## Instructions to follow
Return every line from the one with "This is a much" through the one with "### Describe your motivation", inclusive, exactly as it appears below.
※ ※ ※
PR #16693, opened 2023-04-25
feat: Support lazy loading of route dependencies

Artur-:
Adds a `@LoadDependenciesOnStartup` annotation you can set on your `AppShellConfigurator` class to define for which routes the dependencies should be loaded eagerly when the application is first visited, e.g. `@LoadDependenciesOnStartup(MyMainView.class)`

Defining only `@LoadDependenciesOnStartup` causes all dependencies to be loaded eagerly 

Not defining any `@LoadDependenciesOnStartup` annotation uses the Flow default, which currently is to load everything eagerly but is bound to be changed to load `""` and `"login"` routes, if defined, eagerly and dependencies for the remaining views on demand.

Also adds a `@DependencyTrigger` that overrides which class triggers loading of the dependencies for a route not loaded on startup. It is meant to be used internally to create the default production bundle. It is not meant for any other usage.


caalador (dismissed):

Artur-:
Based on some testing, I think it would make sense NOT to have it as a route attribute, especially not with eager as the default.

It is natural to load resources when you need them, that is how the web works. To accomplish this you would need to go through almost all routes in the app and change them.

We could make on-demand the default but then you have the opposite problem if you for some reason want to load everything upfront.

I will see if we can make it just a property instead, with some kind of wildcard matching

Artur-:
Based on some testing, I think it would make sense NOT to have it as a route attribute, especially not with eager as the default.

It is natural to load resources when you need them, that is how the web works. To accomplish this you would need to go through almost all routes in the app and change them.

We could make on-demand the default but then you have the opposite problem if you for some reason want to load everything upfront.

I will see if we can make it just a property instead, with some kind of wildcard matching

caalador:
Or perhaps an `AppShellConfigurator` annotation/method?
Properties are always complicated when not using spring, so programmatic might be better.

Artur-:
Defining the empty string as one value is always problematic with properties also.. `<eagerRoutes>"", "login"</eagerRoutes>` look odd as a Maven option too, nested tags become complex..

If it is an app shell annotation, it could even refer to route classes like
```
@LoadDependenciesOnStartup({ MainView.class, LoginView.class });
```
but you would want a way to get the old behavior of everything eager without listing all classes... Would it work to have that behavior with only the annotation? 
```
@LoadDependenciesOnStartup
```

The default of having no annotation would then be defined by Flow so something that is applicable to all applications.

caalador:
Written out like this I feel it would work quite well.
Also not giving any routes matching to take all would probably be quite fine also.

Artur-:
Updated

flow-server/src/main/java/com/vaadin/flow/server/frontend/scanner/FrontendDependencies.java
```diff
@@ -491,6 +558,31 @@ private void computePackages() throws ClassNotFoundException, IOException {
...
+            throws ClassNotFoundException {
+        FrontendAnnotatedClassVisitor loadDependenciesOnStartupVisitor = new FrontendAnnotatedClassVisitor(
+                getFinder(), LoadDependenciesOnStartup.class.getName());
+        Class<?> appShellConfiguratorClass = getFinder()
+                .loadClass(AppShellConfigurator.class.getName());
+        for (Class<?> hopefullyAppShellClass : getFinder().getAnnotatedClasses(
+                LoadDependenciesOnStartup.class.getName())) {
+            if (!Arrays.asList(hopefullyAppShellClass.getInterfaces())
+                    .contains(appShellConfiguratorClass)) {
+                throw new IllegalStateException(ERROR_INVALID_PWA_ANNOTATION);
```
caalador, line 571: This should perhaps be changed as I don't think it will tell much to get a
`"There can only be one @PWA annotation and it must be set on the "    + AppShellConfigurator.class.getSimpleName() + " implementor."` for LoadDependenciesOnStartup class

caalador (changes requested):

flow-server/src/main/java/com/vaadin/flow/server/frontend/scanner/FrontendDependencies.java
Artur-: The whole way of finding app shell in multiple ways in multiple places is horrible.. 

Fixed the text

caalador (approved):

PR #16694, opened 2023-04-26
fix: TaskUpdatePackages should use finder (#16692)

### LINKED ISSUE #16032: Version information warning when building for production

caalador:
The tasks should use finder for getting
resources instead of using a XYZ.class.getClassLoader() as that doesn't contain required content.

Fixes #16032


czp13 (approved):
I think we can ignore sonatype attacker exposure message, this one:
- `try (InputStream vaadinVersionsStream = coreVersionsResource
                .openStream()) {`
                
as coreVersionResource is not coming from a potential attacker, browser request, but from the finder/classFiender:
- `coreVersionsResource = finder
                .getResource(Constants.VAADIN_CORE_VERSIONS_JSON`
- and only the `vaadin-core-version.json` file is looked for.         
     
The change itself is nice, the related issue was in my name as I spent some hours investigating it, but my stashed changes were much more complex and not so straightforward. I was using:
- `ClassFinder.CachedClassFinder(options.getClassFinder());` 

and for it to make it work options would have been needed, and so more refactor, test fixes, and manual tests, that is why I postponed the PR creation.

This is a much cleaner solution, thanks for it.
Approved it.

Issue #16671, opened 2023-04-24
Access application resources from Vaadin plugin


mshabarov:
### Describe your motivation

Suppose I want to get frontend resources (for instance, Vaadin web component) from inside the Vaadin Maven or Gradle plugin with `getClassLoader().getResources("META-INF/frontend/some-resource.js")` when I run `build-frontend` goal, i.e. these resources included as application's dependencies, not a dependencies of Vaadin plugin.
※ ※ ※
## Response to the exercise
This is a much cleaner solution, thanks for it.
Approved it.

Issue #16671, opened 2023-04-24
Access application resources from Vaadin plugin


mshabarov:
### Describe your motivation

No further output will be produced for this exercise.